(Saved data entries)
PR #185, opened 2024-11-04
Protocol

ivy-rew:
introducing '@axonivy/variable-editor-protocol' ... using the auto-generated types in folllow up PR


ivy-lli (approved):

ivy-lgi (approved):
thanks :+1:

ivy-rew:
> I'm not sure if you really need the vite library build in the protocol package (and the tsconfig.production.json). As technically this package should only contain types right?

Yes, only types. We needed this the last time as work-around when consuming the protocol package in NEO. 
But we can try it without and add it again if really required.

PR #200, opened 2024-11-18
XIVY-15332 Empty value for file meta

ivy-lli:
- Refactor Dialogs

image


packages/variable-editor/src/components/variables/detail/Value.tsx
```diff
@@ -34,6 +34,8 @@ export const Value = ({ variable, onChange }: ValueProps) => {
             onValueChange={(value: string) => onChange([{ key: 'value', value: value }])}
           />
         );
+      case 'file':
+        return <Message message='Value is served by a file.' variant='info' />;
```
ivy-lgi, line 38: I would prefer if there was still an empty, disabled input field.
I know it would serve absolutely no functional purpose, but I think the UI would look better and be more consistent.

ivy-lgi (approved):
One suggestion, otherwise good :+1:

packages/variable-editor/src/components/variables/detail/Value.tsx
ivy-lli: Fine for me 👍

PR #212, opened 2024-12-17
XIVY-15648 meta data details of known variables

ivy-lgi:
The endpoint `knownVariables` has been adapted in the core to return the meta data details of variables of type enum (values) and file (extension). These values are now set on the overwriting variable when using the overwrite dialog.

Additionally:
- Added tests for `nodeIcon`.
- Added tests that editing meta data details is disabled on overwriting variables.
- Minor refactors here and there.

### DIFF
--- a/integrations/standalone/src/mock/meta.ts
+++ b/integrations/standalone/src/mock/meta.ts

> Task statement:
Once you have read the entries, reproduce each one exactly.

> Your response:
PR #185, opened 2024-11-04
Protocol

ivy-rew:
introducing '@axonivy/variable-editor-protocol' ... using the auto-generated types in folllow up PR


ivy-lli (approved):

ivy-lgi (approved):
thanks :+1:

ivy-rew:
> I'm not sure if you really need the vite library build in the protocol package (and the tsconfig.production.json). As technically this package should only contain types right?

Yes, only types. We needed this the last time as work-around when consuming the protocol package in NEO. 
But we can try it without and add it again if really required.

PR #200, opened 2024-11-18
XIVY-15332 Empty value for file meta

ivy-lli:
- Refactor Dialogs

image


packages/variable-editor/src/components/variables/detail/Value.tsx
```diff
@@ -34,6 +34,8 @@ export const Value = ({ variable, onChange }: ValueProps) => {
             onValueChange={(value: string) => onChange([{ key: 'value', value: value }])}
           />
         );
+      case 'file':
+        return <Message message='Value is served by a file.' variant='info' />;
```
ivy-lgi, line 38: I would prefer if there was still an empty, disabled input field.
I know it would serve absolutely no functional purpose, but I think the UI would look better and be more consistent.

ivy-lgi (approved):
One suggestion, otherwise good :+1:

packages/variable-editor/src/components/variables/detail/Value.tsx
ivy-lli: Fine for me 👍

PR #212, opened 2024-12-17
XIVY-15648 meta data details of known variables

ivy-lgi:
The endpoint `knownVariables` has been adapted in the core to return the meta data details of variables of type enum (values) and file (extension). These values are now set on the overwriting variable when using the overwrite dialog.

Additionally:
- Added tests for `nodeIcon`.
- Added tests that editing meta data details is disabled on overwriting variables.
- Minor refactors here and there.

### DIFF
--- a/integrations/standalone/src/mock/meta.ts
+++ b/integrations/standalone/src/mock/meta.ts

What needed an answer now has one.